Wednesday, June 25, 2008

The Economics of Speeding Tickets

I was just driving back to Montreal with my dad after spending a weekend in cottage country. We passed a sign that labeled all of the fines and penalties associated with driving a certain speed on the autoroute; in big bold lettering, it stated that if you drove 160 km/h, you would be hit with an $895 fine and 10 points taken off of your license.

Whoa.

Wait, really?

After seeing this, I got my dad to calm down and slow from 130 to 110, where tickets are rarely given.

I thought that $895 was a little steep for a speeding ticket but soon changed my mind and wondered if it was steep enough. $895 is breaking the bank for people riding in their rusted out cars who are barely scraping by with the heavy increases in gas prices. $895 is huge for people who can't afford to drive. $895 is huge for everyone who doesn't drive 160.

The target, then, for the $895 speeding ticket is for the people who can a) afford the cars that go 160 km/h, and therefore, b) afford the big ticket.

It's stupid of me to assume that everyone in a BMW has thousands of dollars to throw away, but it shouldn't be that hard to come up with the cash. A cancelled newspaper subscription, the 'basic' satellite TV package, non-name brand food, a cheaper bottle of wine each night, all will contribute to $895 in savings over six months. In this case, the big ticket is a deterrent against going 160 but not enough to stop it.

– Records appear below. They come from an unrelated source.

PR #110, opened 2025-01-27
Remove `pydantic-yaml` as dependency

agoscinski:
The amount of functionality we use of this library is extremely minimal. We replace it with the dependency `ruamel.yaml` that parses the yaml file into a python object. This is basically the code we use from the dependency https://github.com/NowanIlfideme/pydantic-yaml/blob/130569dabbe9843771bc6f7d52830e061238d61b/src/pydantic_yaml/_internals/v2.py#L217-L242

Furthermore, the library still uses pydantic API v1 for validating the pydantic model which is deprecated so we can replace it with pydantic v2. In addition this change gives us more flexibility as it separates the parsing of the yaml file and the validation through pydantic.

To have a similar utility function that can be used in the docstring tests we implement `validate_yaml_content`.

### DIFF
--- a/src/sirocco/parsing/_yaml_data_models.py
+++ b/src/sirocco/parsing/_yaml_data_models.py
@@ -6,6 +6,7 @@ import time
 import typing
 from dataclasses import dataclass, field
 from datetime import datetime
+from io import StringIO
 from pathlib import Path
 from typing import Annotated, Any, ClassVar, Literal
 
@@ -18,9 +19,11 @@ from pydantic import (
     Discriminator,
     Field,
     Tag,
+    TypeAdapter,
     field_validator,
     model_validator,
 )
+from ruamel.yaml import YAML
 
 from sirocco.parsing._utils import TimeUtils
 
@@ -41,8 +44,8 @@ class _NamedBaseModel(BaseModel):
         >>> _NamedBaseModel(foo={})
         _NamedBaseModel(name='foo')
 
-        >>> import pydantic_yaml, textwrap
-        >>> pydantic_yaml.parse_yaml_raw_as(
+        >>> import textwrap
+        >>> validate_yaml_content(
         ...     _NamedBaseModel,
         ...     textwrap.dedent('''
         ...     foo:
@@ -50,7 +53,7 @@ class _NamedBaseModel(BaseModel):
         ... )
         _NamedBaseModel(name='foo')
 
-        >>> pydantic_yaml.parse_yaml_raw_as(
+        >>> validate_yaml_content(
         ...     _NamedBaseModel,
         ...     textwrap.dedent('''
         ...     name: foo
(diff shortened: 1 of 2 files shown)


src/sirocco/parsing/_yaml_data_models.py
```diff
@@ -713,3 +711,31 @@ def load_workflow_config(workflow_config: str) -> CanonicalWorkflow:
...
+
+    Raises:
+        pydantic.ValidationError: If the YAML content cannot be validated
+        against the specified class type.
+        ruamel.yaml.YAMLError: If there is an error in parsing the YAML content.
+    """
+    from io import StringIO
+
+    from pydantic import TypeAdapter
+    from ruamel.yaml import YAML
```
leclairm, line 739: Why importing locally to the function? This will be executed each time the function is called.

leclairm:
Other than my small comment I'm fine with the PR. I thought `pydantic-yaml` was developped by the same people as `pydantic` but apparently not. Hence the lag in using v2 I guess.

Also may I ask why `ruamel,yaml`?

src/sirocco/parsing/_yaml_data_models.py
agoscinski: So I kind of imitated the style before. I think @DropD introduced this in a PR. My understanding is that this is only loaded if the function is called (and then cached so rerunning is not an issue). This makes it faster to do a top level import (`import sirocco`) since not all dependencies that are used in the library are immediately loaded. I am not sure about a guideline here. It makes sense to do it for `ruamel` since it will be only needed in a few places and importing it can take some time, but if for `TypeAdapter`and `StringIO` I am not sure if makes such a difference. Maybe @DropD has a comment or correction.

agoscinski:
> Also may I ask why ruamel.yaml?

I just used the library that pydantic-yaml was using. We have now the flexibility to change it but I did not investigate the differences. Since it is used with particular options `YAML(typ="safe", pure=True)`. One could definitely improve this in the future, for example, `pure=True` uses the default standard Python implementation to load the yaml which is more compatible over systems over using the C-extension but is also slower. I would investigate this in the future when we have a more robust CI (including CI on alps) that could catch potential errors when switching to less compatible implementation. I should make an issue for this.

leclairm:
> I should make an issue for this

Thanks for the explanation but don't bother, this is really low priority.

src/sirocco/parsing/_yaml_data_models.py
leclairm: Also, it hides in the function what the module depends on. Curious about @DropD thoughts on that.

GeigerJ2 (approved):
LGTM

agoscinski:
We decided to move the imports to the header for better overview, the advantage of not importing `ruamel` when using the library only with the python API is not really meaningful for us. So to have a better overview is more important

PR #113, opened 2025-01-30
Use uv for environment management and ruff with py310

leclairm:


src/sirocco/core/graph_items.py
```diff
@@ -53,7 +53,7 @@ def from_config(cls, config: ConfigBaseData, coordinates: dict) -> Self:
 
 
 # contains the input data and its potential associated port
-BoundData: TypeAlias = tuple[Data, str | None]
+BoundData: type = tuple[Data, str | None]
```
agoscinski, line 56: Did the type checker complain? This seemed correct to me, we are defining a type for type hinting and not a type as a new class would be. A type would be something like this

```python
@classmethod
def from_something_constructor(cls: type):
    ...
```
I think one can think about TypeAlias as a specific type value (similar as `int` and the value `5` are related, 5 is  an instance of an `int`)

src/sirocco/core/workflow.py
```diff
@@ -30,7 +30,7 @@ def __init__(self, workflow_config: CanonicalWorkflow) -> None:
         # Function to iterate over date and parameter combinations
         def iter_coordinates(param_refs: list, date: datetime | None = None) -> Iterator[dict]:
             space = ({} if date is None else {"date": [date]}) | {k: workflow_config.parameters[k] for k in param_refs}
-            yield from (dict(zip(space.keys(), x)) for x in product(*space.values()))
+            yield from (dict(zip(space.keys(), x, strict=False)) for x in product(*space.values()))
```
agoscinski, line 33: I would not mix it with this PR, or put it in a separate commit and merge as rebase.

agoscinski (changes requested):

pyproject.toml
```diff
@@ -75,6 +75,7 @@ include = [
 path = "src/sirocco/__init__.py"
 
 [tool.hatch.envs.hatch-test]
```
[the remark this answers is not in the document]
leclairm: yes

src/sirocco/core/graph_items.py
leclairm: Thank you for the little course about what a `type` is :stuck_out_tongue_closed_eyes: 
And yes, ruff complained.

src/sirocco/core/workflow.py
leclairm: Same, then ruff complains.

agoscinski: right, I don' know why I did not conclude it on this change^^

agoscinski (approved):
I split the changes for the formatter and uv into two commits and reintroduced the TypeAlias because I think this was correct

PR #117, opened 2025-01-31
infra: Improve testing usability

DropD:
# Improve testing usability

## mark slow tests and deselect them by default (but not on CI)

Mark the test running AiiDA as slow. Change the default test args to include -m "not slow", which can be overridden by passing -m "".

Now to run the fast tests during development we can use the default
```
hatch test
```
Whereas on CI or to manually run everything we use
```
hatch test -m ""
```
which overrides any selection based on marks (consequently selecting everything).

## ignore warnings from libraries and default to treating warnings as errors

This will save us from building up third party warnings from code out of our control in the test output until the actual test results get pushed out of the console history (tends to happen in python projects over time).
Now we have to decide for every warning we get, whether we can / need to deal with it or should ignore it explicitly in the config.

## cmdline option for regenerating serialized references

The skipped tests which could be manually un-skipped to update references had their logic moved into a config hook for pytest, which checks for a custom cmdline option. We can now:

```
hatch test --reserialize
```

to regenerate everything (can be differenciated in the future by type of data if regenerating everything ever becomes too slow).

## parallelize tests on CI

`--parallel` option was added to `hatch test` on CI (github runners can typically not run many workers, so the speedup is probably small)

### DIFF
--- a/.github/workflows/ci.yaml
+++ b/.github/workflows/ci.yaml
@@ -38,7 +38,7 @@ jobs:
       env:
         PYTEST_ADDOPTS: "--durations=0"
       run: |
-        hatch test -m "" --cover # override default exclusion of slow tests with -m ""
+        hatch test -m "" --parallel --cover # override default exclusion of slow tests with -m ""
 
   docs:
     runs-on: ubuntu-latest
--- a/.github/workflows/ci.yaml
+++ b/.github/workflows/ci.yaml
@@ -38,7 +38,7 @@ jobs:
       env:
         PYTEST_ADDOPTS: "--durations=0"
       run: |
-        hatch test --cover
+        hatch test -m "" --cover # override default exclusion of slow tests with -m ""
 
   docs:
     runs-on: ubuntu-latest
--- a/pyproject.toml
+++ b/pyproject.toml
@@ -92,6 +92,7 @@ installer = "uv"
 extra-dependencies = [
     "ipdb"
 ]
+default-args = []
 extra-args = ["--doctest-modules", '-m not slow']
 
 [[tool.hatch.envs.hatch-test.matrix]]
--- a/pyproject.toml
+++ b/pyproject.toml
@@ -51,6 +51,13 @@ norecursedirs = "tests/cases"
 markers = [
   "slow: slow integration tests which are not recommended to run locally for normal development"
 ]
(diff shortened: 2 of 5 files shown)


DropD:
now `hatch test` does not run doctests, but `hatch test -v` does, while neither runs the "slow" tests.

leclairm:
> now `hatch test` does not run doctests, but `hatch test -v` does, while neither runs the "slow" tests.

Some observations:
- `hatch test -v` enables the doctests again
-  setting `extra-args = ["--doctest-modules", '-m not slow', '-v']` doesn't help,  doctests are still skipped while the output is verbose.
- Now, still with `-v` in the `extra-args`, running `hatch test -v`, which should make no difference, does enable the doctests again.

So, apparently, appending an extra arg (probably random) re-enables doctests

leclairm:
Also `hatch test --doctest-modules` activates the doctests as expected

leclairm:
Finally found a workaround [there](https://github.com/pypa/hatch/issues/1452):
```toml
default-args = []
extra-args = ["--doctest-modules", "-m not slow"]
```

leclairm (changes requested):
Fix the doctest issue, potentially with my proposition. Otherwise all good.

.github/workflows/ci.yaml
```diff
@@ -38,7 +38,7 @@ jobs:
       env:
         PYTEST_ADDOPTS: "--durations=0"
       run: |
-        hatch test --cover
+        hatch test -m "" --parallel --cover # override default exclusion of slow tests with -m ""
```
agoscinski, line 41: ah super nice that hatch already comes with pytest-xdist and coverage

agoscinski (approved):
I am happy with it but I did not rigorously review it, since @leclairm already had a look

DropD:
> Finally found workarounds [there](https://github.com/pypa/hatch/issues/1452) and [there](https://github.com/pypa/hatch/issues/1551). This seems to work:
> 
> ```toml
> default-args = []
> extra-args = ["--doctest-modules", "-m not slow"]
> ```

I had deleted that line without checking whether it was needed. Turns out it was, thanks for finding the source of the problem, @leclairm.

leclairm (approved):

PR #118, opened 2025-02-03
infra: Static typing on CI

DropD:


src/sirocco/parsing/_yaml_data_models.py
```diff
@@ -192,53 +192,43 @@ class ConfigCycleTaskOutput(_NamedBaseModel):
...
         if values is None:
             return inputs
         for value in values:
             if isinstance(value, str):
-                inputs.append({value: None})
+                inputs.append(cls(name=value))
             elif isinstance(value, dict):
-                inputs.append(value)
+                inputs.append(cls(**value))
+            else:
```
leclairm, line 210: Ensure idempotency 
```suggestion
            elif not isinstance(value, NAMED_BASE_T):
```

leclairm (changes requested):
Handle the `NAMED_BASE_T` case in `convert_named_model_list`

src/sirocco/parsing/_yaml_data_models.py
DropD: Keep in mind `NAMED_BASE_T` is not a type, but a type var. We will be checking for instances of `_NamedBaseModel` instead.

DropD: I also rewrote the if clause as a match clause.

PR #121, opened 2025-02-06
Refactor dates handling

leclairm:
Fix #119, #97 and incidentally #108 

Short summary: essentially remove as many `None` as possible from date related attributes in order to make the code more understandable.

### Methods
- Insert dedicated classes to test types instead of testing for `None`
- Move some logic to the yaml models although it was already argued against once
- Introduce `cycling` and `target_cycle` keywords in the config format

### Parts to treat
- [x] Previous `_WhenBasemodel`
- [x] ConfigCycle

PR #122, opened 2025-02-11
Improve yaml models: ConfigTasks

### LINKED ISSUE #84: Separate namelist validation in`ConfigIconTask` to dedicated namelist class
Is PR #68 we introduce the field validator for namelist into `ConfigIconTask`. The reason why we cannot put it in separate class with its own validator but have to iterate here is described here
https://github.com/C2SM/Sirocco/blob/3e4da2421282c913d6f3b01d42babdd01ac9cbef/src/sirocco/parsing/_yaml_data_models.py#L393-L395
However this might be fixable but it is for the moment too time consuming what the right way is to do as pydantic is  complex due to its flexibility.

DropD:
Fix #84:

- Introduce a pydantic validated namelists model `ConfigNamelist`
- Refactor `_NamedBaseModel` key extraction class method to a free function for reuse in `ConfigNamelist`
- Simplify `ConfigIconTask` validator
- allow `_tasks.Task` subclasses to hook into how they are created from the equivalent `config.ConfigTask` subclass.
  - required to convert namelist model to data class in `config.ConfigIconTask` -> `_task.IconTask`.

General Improvements:
 
- More doctests
- rename `_yaml_data_models.py` -> `yaml_data_models.py` to reduce conflicts between merges of #121 and #122


src/sirocco/core/_tasks/icon_task.py
```diff
@@ -93,3 +97,17 @@ def section_index(section_name) -> tuple[str, int | None]:
         if m := multi_section_pattern.match(section_name):
             return m.group(1), int(m.group(2)) - 1
         return section_name, None
+
+    @classmethod
+    def build_from_config(cls: type[Self], config: ConfigTask, **kwargs: Any) -> Self:
```
GeigerJ2, line 102: Also, just for my understanding: We're supporting Python >= 3.10, but `Self` type was introduced in 3.11. Is that an issue, or can we use newer Python features in type hinting? According to ChatGPT:

"""
You're correct—Self was introduced in Python 3.11, not 3.12. Since your package claims to support Python 3.10+, using Self directly would be a problem for users on 3.10.

Can you use newer Python concepts in type annotations?
Yes! Starting with PEP 563 (Python 3.7) and PEP 649 (Python 3.10), Python supports postponed evaluation of annotations, meaning type hints are stored as strings instead of being evaluated immediately. This allows you to use newer type hints while keeping compatibility with older versions, as long as they aren't used at runtime.

Solution:
If you add this import at the top of your module:
`from __future__ import annotations`
Then the Self annotation will be treated as a string ("Self") and won't cause syntax errors in Python 3.10. However, tools like mypy will still understand it.
"""

src/sirocco/parsing/yaml_data_models.py
```diff
@@ -37,6 +37,29 @@ def list_not_empty(value: list[ITEM_T]) -> list[ITEM_T]:
     return value
 
 
+def extract_merge_key_as_value(data: Any, new_key: str = "name") -> Any:
+    if not isinstance(data, dict):
+        return data
+    if len(data) == 1:
+        key, value = next(iter(data.items()))
+        match key:
```
GeigerJ2, line 45: Interesting. Haven't really used such `match`/`case` constructs before, but makes the structure clearer than using `isinstance`.

src/sirocco/parsing/yaml_data_models.py
```diff
@@ -298,7 +304,7 @@ class ConfigBaseTaskSpecs:
 
 class ConfigBaseTask(_NamedBaseModel, ConfigBaseTaskSpecs):
     """
-    config for genric task, no plugin specifics
+    Config for genric task, no plugin specifics.
```
GeigerJ2, line 307:
```suggestion
    Config for generic task, no plugin specifics.
```

GeigerJ2 (approved):
LGTM. With the explanations from the meeting, very clear. Just some comments to aid my own understanding. Thanks!

src/sirocco/core/_tasks/icon_task.py
DropD: GPT is correct in that it was introduced later and in that in our case it works (at runtime) because it is treated as a string. Here's how that applies to Sirocco:

For now, we have set the hatch project to run type analysis on 3.12 and we use the future annotations. Therefore it is type checked as if it was supporting 3.12+ (ok at analysis time), while the interpreter treats all the type hints as just strings (ok at run time). 

If we were to lower that to 3.10, we would have to import `Self` from `typing_extensions` (making that a dependency), if we choose to keep using it. It would also affect other things (not touched in this PR) like `class Store[T]`, which would have to turn into `class Store(typing.Generic[T])`. The backports in `typing_extensions` can catch some of this but not syntax changes like `class Store[T]` (which I am honestly suprised that it works at runtime).

src/sirocco/parsing/yaml_data_models.py
DropD: I agree. Now, if there was a `match` expression, the result of which can be assigned to a variable (like in Rust), I would love it even more...

src/sirocco/core/_tasks/icon_task.py
```diff
@@ -3,15 +3,19 @@
...
+from typing import TYPE_CHECKING, Any, Self
 
 import f90nml
 
 from sirocco.core.graph_items import Task
-from sirocco.parsing._yaml_data_models import ConfigIconTaskSpecs
+from sirocco.parsing import _yaml_data_models as models
+
+if TYPE_CHECKING:
+    from sirocco.parsing._yaml_data_models import ConfigTask
```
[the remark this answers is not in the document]
DropD: I might as well clean that up.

Let's say the province raised the ticket to $20,000. I don't know many people who have a disposable $20,000. When the ticket price goes up and sits on a level with the price of private school tuition for a year, a new car, food for a year, people will not drive 160. 

It boils down to necessity and ability: the rust bucket drivers can barely scrape enough cash together to buy gas at $1.50 a litre and therefore do not drive at speeds that would tax them nearly $900.

Unlike the less fortunate drivers, the execs in their BMW's, can manage with a $900 hit. If anyone wants to stop people driving at 160 km/h, make it unmanageable for everyone.